Linear Regression

Linear Regression is a statistical tool that establishes a linear relationship between given two variables.

This linear relationship is a straight line in X-Y coordinate system, where the straight line is defined by the following equation.

y = mx + c

where m is the slope or coefficient of x, and c is the y-intercept or just intercept.

In R language, lm() function is used to to derive the linear relationship between two variables using given data points for X and Y.

Syntax

The syntax to call lm() function with the data points as x and y vectors is

</>
Copy
lm(y~x)

lm() function returns a relation object.

The relation object contains the coefficient and intercept values, which define a straight line.

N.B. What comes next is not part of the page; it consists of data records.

PR #2644, opened 2019-01-06
Integrate new path-to-regexp with trailing optionals [appveyor azuredevops npm gitlab date githubmanifest githubpackage jenkins matrix readthedocs requires shippable snyk wordpress]

### LINKED ISSUE #2497: Route `pattern` doesn't support trailing optional

paulmelnikow:
Fix #2497

Ref pillarjs/path-to-regexp#176


calebcartwright:
> How do folks feel about merging this with the github link in place while we wait for a published version? 

Generally speaking I avoid doing so, but agree that if this is temporary (seems like that should be merged and published soon) then it is probably okay, especially considering the benefits of the trailing optional

doc/rewriting-services.md
```diff
@@ -89,10 +89,7 @@ still pass.
 the route using a `pattern`. A `pattern` (e.g. `pattern: ':param1/:param2'`) is
 the simplest way to declare the route, also the most readable, and will be
 useful for displaying a badge builder with fields in the front end and
-generating badge URLs programmatically. One limitation to keep in mind is that,
-at present, the trailing parameter of a pattern can't be optional. If the last
-part of a route is optional, like a branch, you will need to use a `format`
-regex string (e.g. `format: '([^/]+/[^/]+)'`).
+generating badge URLs programmatically.
```
calebcartwright: Do we have any guidance/tips on using `pattern` anywhere else? I've learned about various shortcuts/patterns that path-to-rexep` supports from places like comments folks have left on PRs that I didn't know about. 

If not maybe we could link out to https://github.com/pillarjs/path-to-regexp?

services/appveyor/appveyor-base.js
```diff
@@ -37,8 +37,7 @@ module.exports = class AppVeyorBase extends BaseJsonService {
   static buildRoute(base) {
     return {
       base,
-      format: '([^/]+/[^/]+)(?:/(.+))?',
-      capture: ['repo', 'branch'],
+      pattern: ':user/:repo/:branch?',
```
calebcartwright: 👍  so much more readable!

services/github/github-manifest.service.js
```diff
@@ -25,8 +25,7 @@ class GithubManifestVersion extends ConditionalGithubAuthService {
   static get route() {
     return {
       base: 'github/manifest-json/v',
-      format: '([^/]+)/([^/]+)/?([^/]+)?',
-      capture: ['user', 'repo', 'branch'],
+      pattern: ':user/:repo/:branch?',
```
calebcartwright: Sidenote, I'm seeing an `invalid response data` badge message for the example badge used here. Seeing this in prod too so not related to this PR.

https://img.shields.io/github/manifest-json/v/RedSparr0w/IndieGala-Helper.svg

services/github/github-package-json.service.js
```diff
@@ -23,8 +23,7 @@ class GithubPackageJsonVersion extends ConditionalGithubAuthService {
   static get route() {
     return {
       base: 'github/package-json/v',
-      format: '([^/]+)/([^/]+)/?([^/]+)?',
-      capture: ['user', 'repo', 'branch'],
+      pattern: ':user/:repo/:branch?',
```
calebcartwright: Ditto on example error here

services/jenkins/jenkins-plugin-installs.service.js
```diff
@@ -98,8 +98,7 @@ class JenkinsPluginInstalls extends BaseJsonService {
   static get route() {
     return {
       base: 'jenkins/plugin/i',
-      format: '([^/]+)/?([^/]+)?',
-      capture: ['plugin', 'version'],
+      pattern: ':plugin/:version?',
```
calebcartwright: Another tangential thought but could we update the second example title to include something like `version`?

services/wordpress/wordpress-downloads.service.js
```diff
@@ -89,16 +89,14 @@ function InstallsForExtensionType(extensionType) {
     static get route() {
       return {
         base: `wordpress/${extensionType}/installs`,
-        format: '(.+)',
-        capture: ['slug'],
+        pattern: ':slug',
```
calebcartwright: Will using the default pattern cause any issues with slugs that contain a `/`? I'm not sure what slugs look like/are allowed to contain but just wanted to double check given the previous expression

services/wordpress/wordpress-platform.service.js
```diff
@@ -114,8 +114,7 @@ class WordpressPluginTestedVersion extends BaseWordpressPlatform {
   static get route() {
     return {
       base: `wordpress/plugin/tested`,
-      format: '(.+)',
-      capture: ['slug'],
+      pattern: ':slug',
```
calebcartwright: Same question as wordpress-downloads service regarding pattern

services/wordpress/wordpress-downloads.service.js
paulmelnikow: I looked on the wordpress site and it doesn't look like they have slashes in them. It's possible digging further could have revealed some. If we go too restrictive, we'll find out and can add a test.

It occurred to me that _git branches can have slashes in them_. There are probably a lot of those which need updating in here…

doc/rewriting-services.md
paulmelnikow: I think that link is in the tutorial. What are the tips you'd give? Maybe we can start creating a new section.

paulmelnikow: One that comes to mind: you can't use non-capturing groups in a `pattern`.

services/github/github-package-json.service.js
paulmelnikow: Did you mean to add something like **(branch)** to the title? I've just gone ahead and done that.

doc/rewriting-services.md
calebcartwright: That's a good example of one. I'd tried to fight it to make non-capturing groups work (obviously unsuccessfully 😆 ), but I wasn't sure if it wouldn't work because it wasn't possible or if I just didn't have the syntax/escapes right. 

The other thing I just learned the other day are some of the shorthands like `*` and `+` can be added directly to the param (I think one example is `:foo*` works as the shorthand for `:foo(.*)` .

services/wordpress/wordpress-downloads.service.js
calebcartwright: Oh wow. Good catch, and yeah I think there will be a _lot_ of those patterns.

services/github/github-package-json.service.js
calebcartwright: Sorry I should've been more clear. I meant that with this badge is showing an `invalid response data` error with the example too (also occurs in prod so not related to these changes)

doc/rewriting-services.md
calebcartwright: I'm still thinking that some pattern tips _may_ be useful somewhere, but doesn't need to be here nor part of this PR IMO

services/wordpress/wordpress-downloads.service.js
calebcartwright: It looks like you got all of these already right?

paulmelnikow: Yes, I think so.

paulmelnikow:
Could you re-up this @calebcartwright? Every time a merge conflict has to be resolved manually the review gets dismissed.

PR #2646, opened 2019-01-06
refactor [bower] service

chris48s:


services/bower/bower.tester.js
```diff
@@ -56,21 +65,30 @@ t.create('custom label for pre version') // e.g. pre version|v0.2.5-alpha-rc-pre
...
-  .expectJSON({ name: 'license', value: 'invalid' })
+  .expectJSON({ name: 'license', value: 'not found' })
 
-t.create('Version label should be `no releases` if no official version')
+t.create('Version label should be `no releases` if no stable version')
   .get('/v/bootstrap.json')
   .intercept(nock =>
     nock('https://libraries.io')
       .get('/api/bower/bootstrap')
-      .reply(200, { latest_stable_release: { name: null } })
```
chris48s: I'm not 100% convinced `{ latest_stable_release: { name: null } }` is a real condition. I think you actually get `{ latest_stable_release: null }` . I suspect this was reverse-engineered from the code when the tests were written rather than based on a real API response. I've said in the schema that if `latest_stable_release` is an object, `name` is required. We'll render `invalid response data` if this does actually happen.

PR #2656, opened 2019-01-06
Set redirectUrl for production; rely on NODE_CONFIG_ENV being set earlier

paulmelnikow:


Makefile
```diff
@@ -28,9 +28,8 @@ prepare-server-deploy: website
 	cp -r build ${SERVER_TMP}
 	git -C ${SERVER_TMP} add -f build/
 	git -C ${SERVER_TMP} commit --no-verify -m '[DEPLOY] Add frontend for debugging'
-	echo 'NODE_CONFIG_ENV=shields-io-production' > ${SERVER_TMP}/.env
```
paulmelnikow: This setting moved to badges/ServerScript#3.

paulmelnikow:
> Looks good! As mentioned in the ServerScript changes, we should probably remove the need for the _environment_ environment variable in the future.

As I mentioned in chat, I am not sure how to reconcile that with the idea of an automatic cascade.

Perhaps there is another library which takes a different approach, maybe one that uses an explicit cascade instead of so much convention.

I do like a couple other things about `config`:

1. I can create a `local.yml` which stays on my machine.
2. I can combine production config between a file in the main repo (`shields-io-production.yml`) and a file in a deploy commit (`local-shields-io-production.yml`).

espadrine:
> I am not sure how to reconcile that with the idea of an automatic cascade.

That doesn't seem incompatible to me.

We can have s1.yml overriding shields-io.yml overriding default.yml, without relying on environment environment variables (nor environment environment files).

paulmelnikow:
How would it know which files to load?

PR #2660, opened 2019-01-06
[Travis-Build] service rewrite, run [travis-php-version]

PyvesB:
In addition to `failing`, the badge also now shows red for `error` status.


services/travis/travis-build.service.js
```diff
@@ -1,26 +1,25 @@
...
-// Tips for rewriting:
-// https://github.com/badges/shields/blob/master/doc/rewriting-services.md
-//
-// Do not base new services on this code.
-module.exports = class TravisBuild extends LegacyService {
+const BaseSvgScrapingService = require('../base-svg-scraping')
+
+const schema = Joi.object({
+  message: Joi.string()
+    .regex(/^[a-z]+$/)
```
calebcartwright: is there a smaller set of values we could test against? the tester is using the `isBuildStatus` from `test-validators.js`

calebcartwright: I mentioned it as I remembered seeing a similar pattern for the Azure DevOps builds (which is a badge scraping implementation) https://github.com/badges/shields/blob/master/services/azure-devops/azure-devops-helpers.js#L9 where there is validation.

I suppose it's a little philosophical, but IMO I'm not sure why we'd have prod validation for some services but not others. I think we're following the same pattern in other (JSON API based) services where the returned value is the source of truth, but we still have schema validation. 

For example if Travis were to change their status message from `passing` to `passed` tomorrow, what would happen to the badges in prod (in particular the color scheme)? Would the daily test run catch this to let us know?

I don't feel strongly about it either way, but if we are going to establish a practice of not doing validation in certain scenarios (for example badge scraping services) then we should document that somewhere.

PyvesB: To be honest I was not aware that we had cases where we do perform very strict validation in production, generally we don't seem to do that with build badges (Wercker, CircleCi, AppVeyor, BitbucketPipelines to name just a few).

If Travis were to change their status message from `passing` to `passed`, I would much rather have users reporting that the colour is wrong rather than having to do emergency fixing because the badge is completely broken and displays `inaccessible` or something like that. ^^

But you're right that we should try to be consistent, let's wait for someone else's opinion. 😉

paulmelnikow: I'm a fan of failing loudly because it means issues are more likely to be reported and fixed. I'm also a fan of adapting to specific circumstances, like starting with something strict and loosening it if need be. If we find we're deploying emergency patches for schema validations more than once, then we could switch tacks, leaving it loose, and basically hoping the colors are right.

paulmelnikow: That sounds like a good plan. I did not realize we were handling it so inconsistently.

PyvesB: I'll raise an issue once we're happy with this as it will help narrow down the work that has to be done.

I've provided stronger validation and tried to extract things as much as possible so that can easily be reused in different places. Let me know what you think!

calebcartwright: > I would much rather have users reporting that the colour is wrong rather than having to do emergency fixing because the badge is completely broken and displays inaccessible or something like that

That's a fair point too. Ultimately I suppose it just boils down to the tradeoffs between more/less strict validation. I'm good with whatever we decide 👍 but agree consistency should be our target. 

If I'm following correctly it sounds like we want to lean towards more strict but also reasonably support exceptions, for example if the validation becomes to brittle for a particular service?

lib/build-status.js
```diff
@@ -0,0 +1,45 @@
...
+  'stopped',
+  'timeout',
+  'waiting',
+]
+
+const isBuildStatus = Joi.equal(
+  happyStatuses.concat(unhappyStatuses).concat(otherStatuses)
+)
+
+function renderBuildStatusBadge({ label, status }) {
```
paulmelnikow: I like this idea!

In terms of reusability, should reformat `happyStatuses` to use our standard text? I know in a few places we do that kind of translation, i.e. display *passing* instead of *passed*. We could do the same thing for **failing** -> **failed**.

PyvesB: Done!

PR #2661, opened 2019-01-06
Document production hosting

paulmelnikow:
Please feel free to make edits! If there are things that should be covered here let me know and I'll try to add them.

Marked blocker: to avoid duplicated work, probably I will not pick up self-hosting changelog until after this is merged.


doc/production-hosting.md
```diff
@@ -1,40 +1,231 @@
...
+    `local-shields-io-production.yml` from the server (or obtain the current
+    version of that file some other way). Save it in `config/`.
+2.  Check out the commit you want to deploy.
+3.  Run `npm ci`. **This is super important for the frontend build!**
+4.  Run `make deploy-s0` to make a canary deploy.
+5.  Check the canary deploy:
+    - [Visit the server][s0]. Don't forget that most of the preview badges
+      are static!
+    - Look for errors in [Sentry][].
+    - Keep an eye on the [status page][].
```
calebcartwright: status page link is not showing for me (and I'm not sure what it should be)

doc/production-hosting.md
```diff
@@ -1,40 +1,231 @@
...
+
+## Logs
+
+Logs are available on the individual servers via SSH. @espadrine has access.
+
+## Error reporting
+
+[Error reporting][sentry] is one of the most useful tools we have for monitoring
+the server. It's generously donated by [Sentry][sentry home]. We bundle
+[`raven`][] into the application, and the Sentry DSN is configured via `local- shields-io-production.yml` (see [documentation][sentry configuration]).
```
calebcartwright: raven link not working here (think it is because of the `` )

doc/production-hosting.md
```diff
@@ -1,40 +1,231 @@
...
+
+## Frontend
+
+The frontend is served by [GitHub Pages][] via the [gh-pages branch][gh-pages]. SSL is enforced.
+
+`shields.io` resolves to the GitHub Pages hosts. It is not proxied through
+Cloudflare.
+
+Any maintainer can push to `gh-pages` though in practice this needs to be kept
+in sync with the production deploy.
```
calebcartwright: are there any rollback related steps with the frontend, especially as it relates to keeping in sync with a server/backend rollback?

doc/production-hosting.md
paulmelnikow: Fixed!

doc/production-hosting.md
paulmelnikow: Fixed!

doc/production-hosting.md
paulmelnikow: A rollback is the same as a regular deploy, so the process is exactly the same.

The most likely way a rollback happens is after a bad canary deploy.

Also worth mentioning: you can, though normally should not, deploy commits made to a local branch.

Want to update where needed to clarify that?

calebcartwright: > though in practice this needs to be kept
in sync with the production deploy

This is the part I was thinking through. My first time reading through from top to bottom I didn't have context on this yet. What if we swapped the order of the `Deployment` and the `Frontend` sections? 

Although I suppose it doesn't really matter, this doc has a very specific, target audience (not the masses) 😄

paulmelnikow: Another possibility is to consolidate all the "who has access to what" into a table at the end. We could qualify the point there. The reason to mention it is that while _technically_ anyone with push access to the repo can deploy the frontend, in practice they can't.

calebcartwright: I'm def 👍 💯 on that!

paulmelnikow: Do you think it makes sense to keep the order of sections where it is? It's tricky because you can't explain the deploy without explaining the infrastructure.

calebcartwright: Yeah the order makes sense now. I like the verbiage you added in the table too. What if we reused the sentiment of the text you added in the table down in the `Frontend` section? 

in the Frontend section, replace:
 `Any maintainer can push to gh-pages though in practice this needs to be kept in sync with the production deploy` 
With:
`Technically any maintainer can push to gh-pages, but in practice this must be deployed with the badge server via the deployment process described below`

paulmelnikow:
I'm sure there will be more things that need to be added to this doc, though it seems like a good start, and worth moving on to the next piece. Thanks for reviewing! It's a big help.

calebcartwright:
Is this ready for final approval? I'm 👍 on approving this whenever ready

PR #2672, opened 2019-01-07
Replace open collective with shields rendered badges

### LINKED ISSUE #2498: Remove third-party images from homepage
Shields has a no-tracking promise. I interpret that to mean we should not load third-party images from https://shields.io/.

At some point OpenCollective images snuck in:

screen shot 2018-12-09 at 10 16 04 pm

I like having them there. Maybe we could replace them with Shields-rendered badges.

mbrandau:
old
new

Closes #2498


mbrandau:
I certainly messed my fork up...

paulmelnikow:
We can squash. In the future probably best to work off branches in your fork :)

PR #2681, opened 2019-01-08
Fix frontend start script

paulmelnikow:
Without this change none of the badges load. Probably happened in #2626.


paulmelnikow:
Ah, maybe a Windows thing?

calebcartwright:
Could be, I haven't used my Ubuntu machine in a bit but I seem to remember it working on that one now that you mention it

PR #2682, opened 2019-01-08
Add category nav menu

paulmelnikow:
Adapted from @chris48s’ work from #1842.

We have a lot more categories than we did in #1842 so I changed the formatting a bit.


tooomm:
Jep, looks good and should be a big improvement 👍

PR #2707, opened 2019-01-08
Update [opencollective] error handling

### LINKED ISSUE #2699: Update opencollective error handling
The error handling @mbrandau asked for in opencollective/opencollective#1609 was implemented!

We should update the tests and tweak the implementation if need be.

@mbrandau would you like to take care of it?

mbrandau:
Backers by tier badge now shows "unknown tier" as a label when the collective was not found
Closes #2699

### DIFF
--- a/services/opencollective/opencollective-by-tier.service.js
+++ b/services/opencollective/opencollective-by-tier.service.js
@@ -18,6 +18,12 @@ module.exports = class OpencollectiveByTier extends OpencollectiveBase {
     ]
   }
 
+  static get defaultBadgeData() {
+    return {
+      label: 'unknown tier',
+    }
+  }
+
   static get route() {
     return this.buildRoute('tier', true)
   }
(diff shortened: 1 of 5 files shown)


services/opencollective/opencollective-by-tier.service.js
```diff
@@ -18,6 +18,12 @@ module.exports = class OpencollectiveByTier extends OpencollectiveBase {
     ]
   }
 
+  static get defaultBadgeData() {
+    return {
+      label: 'unknown tier',
```
paulmelnikow: It's a bit confusing to default to an error message. Probably `'open collective'` would be better.

mbrandau: My intention was to show "unknown tier: collective not found" when the API returns a 404. If you prefer "open collective" to "unknown tier", that's fine with me.

paulmelnikow: Ah, I gotcha. Yea, I think that would be better. Thanks!

Issue #2722, opened 2019-01-10
Coverity Scan Service is Down


calebcartwright:
The Coverity Scan service has been offline for emergency maintenance for a couple days now. This outage means our Coverity badges are unavailable and it has also been causing our [daily builds to fail](https://circleci.com/gh/badges/daily-tests). 

There's not anything actionable we can do on our end, but opening this for awareness.

https://twitter.com/CoverityScan/status/1082446527493066752

paulmelnikow:
https://community.synopsys.com/s/article/Coverity-Scan-Update

Why don't we deprecate this, at least temporarily. Perhaps we could use a custom message like **coverity | extended downtime** to help clarify that the problem is not with the project.

calebcartwright:
Yeah I think that's probably a good idea considering. Should this be possible with the standard `deprecatedService` function (including with the `extended downtime` message) or will we need to do something different?

calebcartwright:
Sounds good, I'll take a look at doing this here shortly

calebcartwright:
I think Coverity is back online (at least in some capacity). I'll poke around and if it seems usable again I'll open a PR to un-deprecate the service

PR #2723, opened 2019-01-10
Split “quality” into “code coverage” and “analysis” [codeclimate scrutinizer sonar]

paulmelnikow:
With the menu in place I think having more categories is helping that process because it's grouping more similar things together. Given #2722, improving our discoverability in the analysis area may be particularly useful to developers right now.

Related: We may want to tighten up the menu on the home page so it doesn't flow off the screen, though I don't think that is blocking.


services/sonarqube/sonarqube.service.js
```diff
@@ -8,15 +8,9 @@ const {
...
-//
-// Tips for rewriting:
-// https://github.com/badges/shields/blob/master/doc/rewriting-services.md
-//
-// Do not base new services on this code.
-module.exports = class Sonarqube extends LegacyService {
+class SonarqubeCoverage extends LegacyService {
   static get category() {
-    return 'quality'
+    return 'coverate'
```
calebcartwright: typo here, should be `coverage`

paulmelnikow: Huh, I'm confused why the unit tests did not detect this.

PR #3985, opened 2019-09-10
Add Twitch keys to configuration files

PyvesB:
We missed out on these, see https://github.com/badges/shields/pull/3683#issuecomment-530070731.


PyvesB:
Looking much better now:

PR #3987, opened 2019-09-11
Change CI to Cirrus CI

RDIL:
The goal of this PR is to change the CI to be faster, easier to configure, and just plain more simple without losing functionality.


paulmelnikow:
Agree with what Caleb wrote, though just wanted to  add that we really care about making the experience of contributing to Shields a fun one!

If you're interested in working on that, some good places to start would be the discussion threads for the open issues tagged [developer-experience](https://github.com/badges/shields/issues?q=is%3Aopen+is%3Aissue+label%3Adeveloper-experience) or [documentation](https://github.com/badges/shields/issues?q=is%3Aopen+is%3Aissue+label%3Adocumentation)! And if you've new tooling ideas to propose, it's always good to start with a discussion!

Daniel15:
I'm also curious as to what the benefits are of Cirrus over something like Azure Pipelines or GitHub Actions?

PR #3990, opened 2019-09-13
move [Jira] hostname to query param

calebcartwright:
Refs #3714


services/jira/jira-issue.service.js
```diff
@@ -1,9 +1,14 @@
 'use strict'
 
 const Joi = require('@hapi/joi')
+const { optionalUrl } = require('../validators')
 const { authConfig } = require('./jira-common')
 const { BaseJsonService } = require('..')
 
+const queryParamSchema = Joi.object({
+  hostUrl: optionalUrl.required(),
```
paulmelnikow: Should this be `server`? Or `baseUrl`?

calebcartwright: I think `baseUrl` would probably be better. 

IIRC Atlassian uses "Server" in their product branding, including for Bitbucket and Jira, so `server` as the name  _could_ potentially connote to some users that they could only use this with a "server" instance, and not Jira cloud

PR #4020, opened 2019-09-14
move [Discourse] url to query param

calebcartwright:
Refs #3714

### DIFF
--- a/services/discourse/discourse.service.js
+++ b/services/discourse/discourse.service.js
@@ -14,7 +14,7 @@ const schema = Joi.object({
 }).required()
 
 const queryParamSchema = Joi.object({
-  hostUrl: optionalUrl.required(),
+  server: optionalUrl.required(),
 }).required()
 
 class DiscourseBase extends BaseJsonService {
@@ -25,7 +25,7 @@ class DiscourseBase extends BaseJsonService {
   static buildRoute(metric) {
     return {
       base: 'discourse',
-      pattern: `${metric}`,
+      pattern: metric,
       queryParamSchema,
     }
   }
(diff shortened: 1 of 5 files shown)


calebcartwright:
Oops! Didn't realize that we were using the Discourse badge as part of the e2e test suite. Fixing that now

services/discourse/discourse.service.js
```diff
@@ -13,6 +13,10 @@ const schema = Joi.object({
   like_count: nonNegativeInteger,
 }).required()
 
+const queryParamSchema = Joi.object({
+  hostUrl: optionalUrl.required(),
```
paulmelnikow: I don't feel strongly, though another option for naming this parameter might be `server`.

services/discourse/discourse.service.js
```diff
@@ -21,20 +25,19 @@ class DiscourseBase extends BaseJsonService {
   static buildRoute(metric) {
     return {
       base: 'discourse',
-      // Do not base new services on this route pattern.
-      // See https://github.com/badges/shields/issues/3714
-      pattern: `:scheme(http|https)/:host/${metric}`,
+      pattern: `${metric}`,
```
paulmelnikow:
```suggestion
      pattern: metric,
```

services/discourse/discourse.service.js
calebcartwright: I like that better 👍 I struggled a bit naming these, so I'm not attached to `hostUrl` either

services/discourse/discourse.service.js
calebcartwright: Good spot! That's what I get for being lazy with the delete key 😉

PR #4021, opened 2019-09-14
move [MavenMetadata] url to query param

calebcartwright:
Refs #3714


services/maven-metadata/maven-metadata-redirect.service.js
```diff
@@ -0,0 +1,18 @@
+'use strict'
+
+const { redirector } = require('..')
+
+module.exports = [
+  redirector({
+    category: 'version',
+    route: {
+      base: 'maven-metadata/v',
+      pattern: ':protocol(http|https)/:hostAndPath(.*?)',
```
calebcartwright: I believe the lazy pattern for `hostAndPath` is necessary to prevent it from sucking in an extension format (`.json`, `.svg`) if one is specified. Let me know if that's not the case though

paulmelnikow: Hmm, is that a limitation specific to redirects?

services/maven-metadata/maven-metadata.service.js
```diff
@@ -1,9 +1,14 @@
 'use strict'
 
 const Joi = require('@hapi/joi')
+const { optionalUrl } = require('../validators')
 const { renderVersionBadge } = require('../version')
 const { BaseXmlService } = require('..')
 
+const queryParamSchema = Joi.object({
+  metadataUrl: optionalUrl.required(),
```
paulmelnikow: This could probably just be `url`. Thoughts?

services/maven-metadata/maven-metadata.tester.js
```diff
@@ -6,11 +6,12 @@ const { isVPlusDottedVersionAtLeastOne } = require('../test-validators')
 const t = (module.exports = new ServiceTester({
```
paulmelnikow: Any reason this couldn't use `createServiceTester()`?

services/maven-metadata/maven-metadata-redirect.service.js
calebcartwright: > Hmm, is that a limitation specific to redirects?

I think it may be. I traced it to this point and found that the `.json` extension from the tests was getting pulled into the `hostAndPath` match so this was always injecting an extra `.svg`. Gave up after a while though and just changed the pattern 😄 

https://github.com/badges/shields/blob/9fe4d739b0071ec960f4a4704f1b63c82c1fee6f/core/base-service/redirector.js#L113-L116

services/maven-metadata/maven-metadata.service.js
calebcartwright: SGTM

services/maven-metadata/maven-metadata.tester.js
calebcartwright: I'm not sure why it wasn't used before, but I elected to leave this in place so I could explicitly set `pathPrefix` since the `maven-metadata` and `v` portions of the route had to be split across `base` and `pattern`. 

I could certainly switch this to `createServiceTester` though and add the leading `/v` to the tests

paulmelnikow: I'm 👍 on switching, eager to keep paring down these exceptions.

calebcartwright: Done and done!

services/maven-metadata/maven-metadata-redirect.service.js
calebcartwright: I took another look at this, I switched it `:hostAndPath+` and everything is working as expected. When I first created the redirector I copied in the pattern from the service which had `:hostAndPath(.+)` which wasn't working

Using this relation object, we can predict the value of y, given the value of x and the relation object returned by lm(). The syntax of predict() function to predict the value of y given, relation object and x is

</>
Copy
predict(relation, x_value)

Examples

Linear Regression – Find Relation

In the following example, we take two vectors: x and y, and find the linear relation between these two variables.

example.r

</>
Copy
x <- c(14.2, 17, 13, 18, 12, 13, 17, 15.3, 14.8, 13)
y <- c(4, 6, 3.5, 7, 3, 4, 6, 5, 4.4, 3)

relation <- lm(y~x)
print(relation)

Output

tutorialkart$ Rscript example.r
Call:
lm(formula = y ~ x)

Coefficients:
(Intercept)            x  
    -5.0179       0.6523 

There, the linear (straight line) relation between x and y is

y = 0.6523 x - 5.0179

Prediction

Now, we shall predict the value of y, using this relation, for a value of x.

example.r

</>
Copy
x <- c(14.2, 17, 13, 18, 12, 13, 17, 15.3, 14.8, 13)
y <- c(4, 6, 3.5, 7, 3, 4, 6, 5, 4.4, 3)

relation <- lm(y~x)

x_new <- data.frame(x = 125)
y_predicted <- predict(relation, x_new)

print(y_predicted)

Output

      1 
76.5158 

Plot Data Points and Straight Line

We can plot the straight line and the data points used for finding the linear relation using linear regression technique.

example.r

</>
Copy
x <- c(14.2, 17, 13, 18, 12, 13, 17, 15.3, 14.8, 13)
y <- c(4, 6, 3.5, 7, 3, 4, 6, 5, 4.4, 3)

relation <- lm(y~x)

# save plot to the specified file
png(file = "output.png")

# plot the chart
plot(y,x,col = "blue",main = "Cost vs Temp",
     abline(lm(x~y)),cex = 1.3,pch = 16,xlab = "Temp in F",ylab = "Cost in Dollars")

# Save the file.
dev.off()

Output

R - Linear Regression

Conclusion

In this R Tutorial, we learned how to use linear regression technique to find a linear relationship between two variables using lm() function, predict y using the generated relation and input x, plotting the data points and the straight line to a plot.